PR #590, opened 2020-09-01
Refactor utilities/cast to Typescript

nabeelvalley:
Update the `utilities/cast.js` file to use typescript -> `utilities/cast.ts`

## Description

The change does the following:

- Convert `module.exports` to an `export` on each function
- Adds type annotations to functions and 

## Motivation and Context

Partially addresses #551 

## How Has This Been Tested?

Only additions of type annotations to existing code, issue with tests was prevalent before making changes

Typescript check is fine without any issues

## Types of changes

## Author's Checklist:

All existing logic has been retained, just the type annotations added

## Reviewer's Checklist:

### DIFF
--- a/src/utilities/cast.ts
+++ b/src/utilities/cast.ts
@@ -23,7 +23,7 @@ export function objectsToFloat32Arrays(
   table: Record<string, number>,
   length: number
 ): Float32Array[] {
-  const results = [];
+  const results: Float32Array[] = [];
   for (let i = 0; i < objects.length; i++) {
     const object = objects[i];
     const result = new Float32Array(length);
--- a/src/utilities/cast.ts
+++ b/src/utilities/cast.ts
@@ -1,21 +1,28 @@
-function arraysToFloat32Arrays(arrays) {
-  const result = [];
+export function arraysToFloat32Arrays(arrays: number[][]): Float32Array[] {
+  const result: Float32Array[] = [];
   for (let i = 0; i < arrays.length; i++) {
     result.push(Float32Array.from(arrays[i]));
   }
   return result;
 }
-function arrayToFloat32Arrays(array) {
-  const result = [];
+
+export function arrayToFloat32Arrays(array: number[]): Float32Array[] {
+  const result: Float32Array[] = [];
   for (let i = 0; i < array.length; i++) {
     result.push(Float32Array.from([array[i]]));
   }
   return result;
 }
-function arrayToFloat32Array(array) {
+
+export function arrayToFloat32Array(array: number[]): Float32Array {
   return Float32Array.from(array);
 }
-function objectsToFloat32Arrays(objects, table, length) {
+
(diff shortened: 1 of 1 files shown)


src/utilities/cast.ts
```diff
@@ -1,21 +1,28 @@
-function arraysToFloat32Arrays(arrays) {
-  const result = [];
+export function arraysToFloat32Arrays(arrays: number[][]): Float32Array[] {
```
mubaidr, line 1: Since we have updated export style. i.e. from default to named exports, I think we need to update the referred imports too.  (References for these exports).

src/utilities/cast.ts
```diff
@@ -1,21 +1,28 @@
...
   return Float32Array.from(array);
 }
-function objectsToFloat32Arrays(objects, table, length) {
+
+export function objectsToFloat32Arrays(
+  objects: Array<Record<string, number>>,
+  table: Record<string, number>,
+  length: number
+): Float32Array[] {
   const results = [];
```
mubaidr: I think `Float32Array` constructor should be preferred here.

mubaidr:
Awesome job! 👍 Just few minor things and we are good to go.

src/utilities/cast.ts
nabeelvalley: The `result` variable here is a an array of `Float32Array`s,  I can make that more apparent by setting the type as:

```js
const results: Float32Array[] = []
```

Does this suggestion seem correct?

src/utilities/cast.ts
nabeelvalley: The files that use these utils are 

`recurrent/rnn-time-step.js`

```js
const {
  arraysToFloat32Arrays,
  arrayToFloat32Arrays,
  objectsToFloat32Arrays,
  objectToFloat32Arrays,
  objectToFloat32Array,
} = require('../utilities/cast');
```

`neural-network.js`:

```js
const { arrayToFloat32Array } = require('./utilities/cast');
```

Which are using the restructured imports, is that correct? If not, please advise

nabeelvalley:
Thanks @mubaidr for the response, I'll make the changes once you've confirmed based the comments above which of the changes I should make

src/utilities/cast.ts
mubaidr: Yes, we can make it apparent by using `: Float32Array[]`.

src/utilities/cast.ts
mubaidr: Yes, this is correct. 👍

src/utilities/cast.ts
nabeelvalley: Fixed this in the latest commit

mubaidr:
Looks all good. We are trying to fix config for build scripts, once it is done, we will merge this. 👍

mubaidr:
Thank you! 💯

PR #591, opened 2020-09-03
refactor: convert utilities/kernel to ts

harshkhandeparkar:
## Description
- Converted utilities/kernel to typescript
- Updated estimator/mean-squared-error because of this change
- ESLint doesn't like non-null-assertion-operator `!` but due to the way it has been set up, I couldn't avoid it. (ESLint does throw a warning though)

## Motivation and Context

## Types of changes

- [x] ¯\\\_(ツ)_/¯

## Author's Checklist:

## Reviewer's Checklist:


robertleeplummerjr (approved):
LGTM!  TY!

PR #528, opened 2019-03-28
New hyperplane implementation

ts4051:
Will implement the new hyperplane system in this branch.

Creating a PR now to ease visibility for others during the process. Not yet requesting a merge.


pisa/utils/hyperplane.py
```diff
@@ -0,0 +1,628 @@
...
+
+
+
+class SysParam(object) :
+    '''
+    A class defining the systematic parameter in the hyperplane
+    Use constructs this by passing the functional form (as a function)
+    '''
+
+    def __init__(self,name,nominal_value,func_name,initial_fit_params=None) :
```
jllanfranchi: can you make `initial_fit_params` a dict instead of a list so the user explicitly sets param values by name, or does that make things tricky / worse elsewhere? I always prefer named things, but if it makes other code difficult/impossible/ugly, then I understand making these a simple list of values.

pisa/utils/hyperplane.py
```diff
@@ -0,0 +1,628 @@
...
+
+        # Store basic members
+        self._name = name
```
jllanfranchi: make all these public unless you have good reason for them to be private

pisa/utils/hyperplane.py
```diff
@@ -0,0 +1,628 @@
...
+
+    def get_func(self,func_name) :
+        '''
+        Find the function defining the hyperplane functional form.
+
+        User specifies this by it's string name, which must correspond to one 
+        of the pre-defined functions.
+        '''
+
+        assert isinstance(func_name,basestring), "'func_name' must be a string"
```
jllanfranchi: Something to get in the habit of doing is using `from six import string_types` and use `isinstance(func_name, string_types)` instead of `basestring` with the idea in mind that we're gonna have to be python3 compatible within a year or so. We need to make this change throughout all of PISA, but start thinking for new code in terms of making it py3 compatible.

pisa/utils/hyperplane.py
```diff
@@ -0,0 +1,628 @@
+import numpy as np
```
jllanfranchi: always always use
```from __future__ import absolute_import, division, print_function```
at the top of your imports; see comment below about py3 compatibility

PR #531, opened 2019-05-16
Data generator fix

philippeller:


philippeller:
I tested this in grid and events mode to make oscillogramms and both worked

━━━━

* WHAT TO WORK ON *
Copy exactly the opening line of the material, the line bearing "## How Has This Been Tested?", and every line between them. Include nothing else.

* REPLY *
PR #590, opened 2020-09-01
Refactor utilities/cast to Typescript

nabeelvalley:
Update the `utilities/cast.js` file to use typescript -> `utilities/cast.ts`

## Description

The change does the following:

- Convert `module.exports` to an `export` on each function
- Adds type annotations to functions and 

## Motivation and Context

Partially addresses #551 

## How Has This Been Tested?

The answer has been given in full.